L’assegno rappresenta un importante aiuto per molte famiglie, soprattutto in un contesto lavorativo precario, dove le entrate economiche possono essere instabili e insufficienti a coprire le spese legate alla nascita o all’accoglienza di un bambino. Le lavoratrici precarie, o quelle che hanno perso il lavoro, possono così contare su un supporto economico che aiuta a fronteggiare i primi mesi dopo la nascita, riducendo lo stress finanziario.

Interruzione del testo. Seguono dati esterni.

Issue #7042, opened 2022-09-26
Custom Server ( express ) throwing CORS error


bobthered:
### Describe the bug

When using a custom node server, CORS errors are returned from form submissions to actions endpoint.

### Reproduction

[@bobthered/sveltekit-issue-custom-server-cors](https://github.com/bobthered/sveltekit-issue-custom-server-cors)

### System Info

```shell
System:
    OS: macOS Mojave 10.14.6
    CPU: (4) x64 Intel(R) Core(TM) i5-3210M CPU @ 2.50GHz
    Memory: 996.74 MB / 8.00 GB
    Shell: 3.2.57 - /bin/bash
  Binaries:
    Node: 16.15.1 - /usr/local/bin/node
    npm: 8.19.2 - /usr/local/bin/npm
  Browsers:
    Chrome: 105.0.5195.125
    Safari: 12.1.2
  npmPackages:
    @sveltejs/adapter-auto: next => 1.0.0-next.80 
    @sveltejs/adapter-node: ^1.0.0-next.96 => 1.0.0-next.96 
    @sveltejs/kit: next => 1.0.0-next.504 
    svelte: ^3.44.0 => 3.50.1 
    vite: ^3.1.0 => 3.1.3
```

### Severity

blocking all usage of SvelteKit

MCole-K9:
Don't have experience with custom server, nor am I understanding the use case in sveltekit(I would love learn tho ).  That aside, have you tried passing cors some configuration?

AiHKhaled:
did you try installing the cors package?

Rich-Harris:
I assume you're referring to this?

> Cross-site POST form submissions are forbidden

I suspect this is happening because you don't have an `ORIGIN` set: https://github.com/sveltejs/kit/tree/master/packages/adapter-node#environment-variables

PR #7693, opened 2022-11-16
warn if recommended env vars are missing

Rich-Harris:
#7042. When using `adapter-node`, if the `ORIGIN` header is missing, and `PROTOCOL_HEADER` and `HOST_HEADER` aren't both set, then request URLs are very likely to be incorrect. That will result in the CSRF check misfiring, for example.

I don't 100% know if this solution is appropriate but it's the best I've got

### Tests

### Changesets

### DIFF
--- a/.changeset/chilled-toes-report.md
+++ b/.changeset/chilled-toes-report.md
@@ -1,0 +1,5 @@
+---
+'@sveltejs/adapter-node': patch
+---
+
+Warn if ORIGIN/PROTOCOL_HEADER/HOST_HEADER are unset
--- a/packages/adapter-node/src/handler.js
+++ b/packages/adapter-node/src/handler.js
@@ -21,6 +21,12 @@ const body_size_limit = parseInt(env('BODY_SIZE_LIMIT', '524288'));
 
 const dir = path.dirname(fileURLToPath(import.meta.url));
 
+if (!origin && (!address_header || !host_header)) {
+	console.warn(
+		`You should specify either ${ENV_PREFIX}ORIGIN or both ${ENV_PREFIX}PROTOCOL_HEADER and ${ENV_PREFIX}HOST_HEADER so that adapter-node can reliably determine the request URL. See https://github.com/sveltejs/kit/tree/master/packages/adapter-node#environment-variables for more information`
+	);
+}
+
 /**
  * @param {string} path
  * @param {boolean} client


Conduitry:
Hm. In the absence of all of these, the adapter assumes that the origin is `https://` followed by whatever the `Host` header container. Do we feel like that's often not going to be good enough? I don't know that we want to be making people worry about setting these when (presumably) that's the case they're most likely to be in in production.

At work, I have a multitenant app (with an external API) and there I _can't_ set an fixed explicit `ORIGIN` env var, and so this sort of a warning message would encourage me to either (a) ignore it, or (b) jump through some hoops to find out what HTTP header might already be present and happen to equal `https` so that I can ultimately achieve the exact same result.

In this application, the only time I need to set `ORIGIN` is when running e2e tests, because they don't have an HTTPS proxy sitting in front of them then.

I would tend towards "document this more explicitly", but I don't know where to do that other than in https://github.com/sveltejs/kit/tree/master/packages/adapter-node#origin-protocol_header-and-host_header which I know a lot of people aren't going to look at.

Rich-Harris:
The other thought I had was to document it at the point of need, i.e. when the cross-site-but-not-really POST fails. But it only actually affects `adapter-node` users. I agree with all your points though

benmccann:
I don't quite understand why this would happen. It doesn't seem like it should be necessary to me because doesn't it just use the `host` header by default? 
https://github.com/sveltejs/kit/blob/172e792db86d481be397211d8236c700d458e320/packages/adapter-node/src/handler.js#L19

I guess you could also do it inside `adapter-node`'s `get_origin` function (probably just once for the app) so that it only logs it if you actually do something using the origin. I'm not sure if SvelteKit will always call that internally though making that equivalent to always doing it

Conduitry:
It does use the `Host` header by default, and it assumes HTTPS, which I think are good defaults. The question is whether we'd rather push people away from just using these defaults to try to avoid them getting bitten. I'd argue no. I think this warning would cause more chaos in the world than it removes. If we spruce up the Node adapter readme a tiny, we will at least have something to point to to tell people that this is the default and that's why their [whatever] is breaking in production.

benmccann (changes requested):
I'd agree this seems like it'd cause more trouble than it'd save. I think updating the readme to describe when you need to override the default would be better

Rich-Harris:
closing in favour of #7744

PR #7703, opened 2022-11-17
allow invalidate to be called with multiple resources

### LINKED ISSUE #7349: Minor improvement: allow passing an array of urls (strings, `URL`s or functions) to `invalidate`
### Describe the problem

I'm finding myself doing this often in my `enhance` "result" functions:

```ts
await Promise.all([
  invalidate('page:plans'),
  invalidate('layout:plans'),
  invalidate('layout:dashboard')
]);
```

This is fine, as long as I remember to wrap the `invalidate` calls in `Promise.all` rather than `await`ing each one, thus allowing the `__data.json` requests to run concurrently. 

I'm pretty sure there wouldn't be a huge performance hit in most cases, but still it's a point of uncertainty. I'd much rather be able to do this:

```ts
await invalidate([
  'page:plans',
  'layout:plans',
  'layout:dashboard'
]);
```

Currently:
```ts
export function invalidate(url: string | URL | ((url: URL) => boolean)): Promise<void>;
```

Improved:
```ts
// InvalidateArg for clarity...
type InvalidateArg = string | URL | ((url: URL) => boolean);
export function invalidate(url: InvalidateArg | InvalidateArg[]): Promise<void>;
```

I'm pretty sure this is doable here:

https://github.com/sveltejs/kit/blob/87b3037bb6fcf574d5d50c91f42cc91d3b97286c/packages/kit/src/runtime/client/client.js#L1145-L1161

### Alternatives considered

1. Write a wrapper:

```ts
type InvalidateArg = string | URL | ((url: URL) => boolean);
export const wrapInvalidate = async (arg: InvalidateArg | InvalidateArg[]): Promise<void> => {
  const args: InvalidateArg[] = Array.isArray(arg) ? arg : [arg];
  await Promise.all(args.map((a) => invalidate(a)));
};
```

2. Express the cache dependencies somehow in the page load function, therefore, on the client, only having to invalidate the page data rather than the page plus whatever layout data may have been affected. I have no idea whether this is possible, and it seems like it could be a mess/inefficient:

  - only `invalidate('page:plans')` on the client
  - `load` in `+page.server.ts` somehow knows to load & merge the parent layout data?

### Importance

would make my life easier

### Additional Information

_No response_

Rich-Harris:
closes #7349 

### Tests

### Changesets

### DIFF
--- a/packages/kit/src/runtime/client/client.js
+++ b/packages/kit/src/runtime/client/client.js
@@ -1217,19 +1217,21 @@ export function create_client({ target, base, trailing_slash }) {
 			return goto(href, opts, []);
 		},
 
-		invalidate: (resource) => {
-			if (resource === undefined) {
+		invalidate: (...resources) => {
+			if (resources.length === 0) {
 				// TODO remove for 1.0
 				throw new Error(
 					'`invalidate()` (with no arguments) has been replaced by `invalidateAll()`'
 				);
 			}
 
-			if (typeof resource === 'function') {
-				invalidated.push(resource);
-			} else {
-				const { href } = new URL(resource, location.href);
-				invalidated.push((url) => url.href === href);
+			for (const resource of resources) {
+				if (typeof resource === 'function') {
+					invalidated.push(resource);
+				} else {
+					const { href } = new URL(resource, location.href);
+					invalidated.push((url) => url.href === href);
+				}
 			}
 
 			return invalidate();
--- a/.changeset/nervous-wombats-know.md
+++ b/.changeset/nervous-wombats-know.md
@@ -1,0 +1,5 @@
+---
+'@sveltejs/kit': patch
+---
+
+Allow `invalidate(...)` to be called with multiple resources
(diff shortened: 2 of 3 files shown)


packages/kit/src/runtime/client/client.js
```diff
@@ -1217,19 +1217,21 @@ export function create_client({ target, base, trailing_slash }) {
 			return goto(href, opts, []);
 		},
 
-		invalidate: (resource) => {
-			if (resource === undefined) {
+		invalidate: (...resources) => {
```
dummdidumm, line 1220: With that we lose the ability to add an options object down the road, which was IIRC was one of the reasons for spreading out `invalidate` and `invalidateAll` - are we ok with that?

Rich-Harris: excellent point. let's revisit later if enough time goes by that we're confident we won't need to add options. i guess another option would be to allow arrays, but that would be at odds with `depends(...urls)` and generally less nice.

will add a note to the issue

PR #7704, opened 2022-11-17
[fix] don't preload fonts by default

dummdidumm:
Too many false positives when people use fallback fonts or load fonts depending on unicode ranges Also some explanation in the docs about what preload is called with

### Tests

### Changesets


benmccann:
seems like a good idea to me. I'd love for users to have the ability to preload assets as well

Rich-Harris (approved):

PR #7707, opened 2022-11-17
Made `config.kit.outDir` able to be located in `node_modules`

tinnedtea:
Previously, if someone tried to make `config.kit.outDir` something like `./node_modules/.svelte-kit`, build and dev processes would execute, but they would quickly start to error like this:
```
X [ERROR] Could not resolve "..\\..\\..\\@sveltejs\\kit\\src\\runtime\\components\\layout.svelte"

    node_modules/.kit/generated/nodes/0.js:1:37:
      1 │ export { default as component } from "..\\..\\..\\@sveltejs\\kit\\src\\runtime\\components\\layout.svelte";
        │                                      ~~~~~~~~~~~~~~~~~~~~~~~~~~~~~~~~~~~~~~~~~~~~~~~~~~~~~~~~~~~~~~~~~~~~~
        ╵                                      "./..\\..\\..\\@sveltejs\\kit\\src\\runtime\\components\\layout.svelte"

  Use the relative path "./..\\..\\..\\@sveltejs\\kit\\src\\runtime\\components\\layout.svelte" to
  reference the file "node_modules/@sveltejs/kit/src/runtime/components/layout.svelte". Without the
  leading "./", the path "..\\..\\..\\@sveltejs\\kit\\src\\runtime\\components\\layout.svelte" is
  being interpreted as a package path instead.
```
The error message already explains the underlying issue: Certain imports are being wrongly interpreted. To combat this I've added a `relative_path` function, which fixes this behaviour.

### Tests

### Changesets

### DIFF
--- a/packages/kit/src/core/sync/utils.js
+++ b/packages/kit/src/core/sync/utils.js
@@ -34,7 +34,7 @@ export function trim(str) {
 
 /**
  * This function generates relative paths, whoose `from` argument can safely reside
- * inside of `node_modules`. Otherwise paths returned by `path.relative` would be interpreted
+ * inside of `node_modules`. Otherwise paths returned by `path.relative` could be interpreted
  * as package paths.
  *
  * @param { string } from
--- a/packages/kit/src/core/sync/utils.js
+++ b/packages/kit/src/core/sync/utils.js
@@ -31,3 +31,16 @@ export function trim(str) {
 	const pattern = new RegExp(`^${indentation}`, 'gm');
 	return str.replace(pattern, '').trim();
 }
+
+/**
+ * This function generates relative paths, whoose `from` argument can safely reside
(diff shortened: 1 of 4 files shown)


packages/kit/src/core/sync/utils.js
```diff
@@ -31,3 +31,16 @@ export function trim(str) {
...
+/**
+ * This function generates relative paths, whoose `from` argument can safely reside
+ * inside of `node_modules`. Otherwise paths returned by `path.relative` could be interpreted
+ * as package paths.
+ *
+ * @param { string } from
+ * @param { string } to
+ * @returns { string }
+ */
+export function relative_path(from, to) {
```
dummdidumm, line 44: Could you move this function to `utils/filesystem.js`?

dummdidumm (approved):

Rich-Harris:
thanks!

Issue #7298, opened 2022-10-17
adapter-cloudflare: serve prerendered pages and static assets using `_routes.json`


Mexican-Man:
### Describe the problem

From what I've seen and tested (please correct me), sites deployed via Cloudflare Pages still process prerendered pages (`export const prerender = true;`) and static assets through `_worker.js`. This means that even requests to static resources contribute to the host's "function calls" budget.

### Describe the proposed solution

[This recently updated Cloudflare doc](https://developers.cloudflare.com/pages/platform/functions/billing/#will-requests-to-assets-be-charged) indicates that `_routes.json` can be used to bypass `_worker.js`, which typically handles all requests. By restructuring the build output folder (to serve static assets as they are normally routed in-app), we could take advantage of this feature. This would make adapter-cloudflare infinitely more viable for high traffic sites.

### Alternatives considered

- Using adapter-static, but that only works if *all* of your site is prerendered.
- Stricter rate limiting, but that's not scalable, reliable, or customizable (4 rules max on Cloudflare).
- Maybe surprise outages are OK ¯\\\_(ツ)\_/¯

### Importance

i cannot use SvelteKit without it

### Additional Information

I understand that traditionally, the contents of the build output folder is not meant to be exposed, and that `_worker.js` is meant to handle *every* request, even for static assets. However, I think that falling back onto Cloudflare Page's built-in file routing would be well worth it if it meant saving *actual* money on hosting costs (or in my case, having my site stay live for the whole day).

MedLeon:
This is a blocking issue for me as well.

I do not think that the `_redirect ` file is the way to go. The whole concept of a monolith _worker.js file is just for migration and should be abondend at some point. 
The "new" way would be to deploy a `[[path]].js` file. I would recommend the Cloudflare adapter for Astro. There you got two modes and one of them produces a  `[[path]].js` file.

Mexican-Man:
> I would recommend the Cloudflare adapter for Astro. There you got two modes and one of them produces a `[[path]].js` file.

That's good to know, I'll keep that in mind.

> I do not think that the `_redirect ` file is the way to go. The whole concept of a monolith _worker.js file is just for migration and should be abondend at some point. The "new" way would be to deploy a `[[path]].js` file.

[...]

PR #7708, opened 2022-11-17
Prerender routes json

Mexican-Man:
### Problem

Prerendered pages on `adapter-cloudflare` should not require a worker request. See issue for more info #7298 

### Solution

Prerender pages as `/foo/index.html` instead of `/foo.html`, then exclude `/foo` in `_routes.json`. This will bypass the worker entirely, and still serve the prerendered page.

I ran the test suite, and tested it on my site with `vite dev` and deployed to Cloudflare Pages. I got the feeling that the change to `packages/kit/src/core/prerender/prerender.js` would cause more friction that it seemed to.


Mexican-Man:
Y'know, I suppose it would break the prerender tests, wouldn't it? haha

Mexican-Man:
Not sure about that last test. I can't seem to get `goto()` to react to anything.

Rich-Harris:
Thanks you but we can't just change `about.html` to `about/index.html` willy-nilly. One means `/about`, the other means `/about/`.

I'm also not sure this approach scales very far. There's quote a low limit to the number of entries you can have in your `_routes.json` (100 for `include` and `exclude` combined, IIUC) which many sites would immediately exceed.

Mexican-Man:
> Thanks you but we can't just change `about.html` to `about/index.html` willy-nilly. One means `/about`, the other means `/about/`.

That's what I've been alluding to in #7298 . I've got it working to Cloudflare's spec using wrangler, and `vite dev` the behavior *seems* to function identically, but I *don't* know what the exact expected behavior to start with (if different). `/about` still resolves correctly, and `/about/index.html` still 404s (when I was testing). Although I can't speak to `/about` vs `/about/`, Chrome usually changes that automatically 😅

The one failed test says something is wrong, but I can't seem to get it to work no matter what I do (I'm not too familiar with playwright, unfortunately). Aside from that, it seems to work fine for me "in practice".

> I'm also not sure this approach scales very far. There's quote a low limit to the number of entries you can have in your `_routes.json`

~100 prerendered pages? How about adding a cap, or a switch + warning if over 100 entries. Then the worst case would be what's currently happening.

Rich-Harris:
I merged #8422, which adds all assets and prerendered pages (up to the 100-rule limit), so I'll close this — thanks.

In general I think the automated approach is preferable to manually specifying exclusions, though in the rare cases that it _is_ necessary it could be done by modifying the `_routes.json` after it's been created.

Mexican-Man:
Bit late, but just wanted to say thanks. I just took a look at last month's bill, and we're down 85% on billed requests 😊(just from prerendered pages, alone). HUGE; thanks Rich!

Contributi minimi per assegno maternità: chi ne ha diritto

Una delle questioni centrali legate all’assegno di maternità riguarda il requisito dei contributi minimi necessari per ottenere il beneficio. Come già accennato, la madre deve aver versato almeno tre mesi di contributi nel periodo compreso tra i 18 ei 9 mesi prima della nascita del bambino. Questo requisito di contribuzione è fondamentale per garantire l’accesso all’assegno. E dimostrare di aver svolto un’attività lavorativa sufficiente prima della nascita o dell’ingresso del minore.

In caso di perdita del lavoro, la madre che ha lavorato per almeno tre mesi e ha avuto accesso a una prestazione INPS (come disoccupazione o malattia), può ancora richiedere l’assegno. Purché il periodo che intercorre tra la nascita del bambino e la fine della prestazione INPS non superi la durata della prestazione stessa.

Riassumendo…

  • L’assegno di maternità sostiene le madri senza accesso all’indennità di maternità ordinaria.
  • Il beneficio è disponibile anche per adozione, affidamento e in alcuni casi per i padri.
  • Requisiti: cittadinanza italiana/comunitaria o permesso di soggiorno valido per extracomunitari.
  • La madre deve aver versato almeno 3 mesi di contributi entro 18-9 mesi prima.
  • Non è cumulabile con altre prestazioni, ma si può richiedere la differenza.
  • La domanda va presentata all’INPS entro sei mesi dalla nascita o adozione.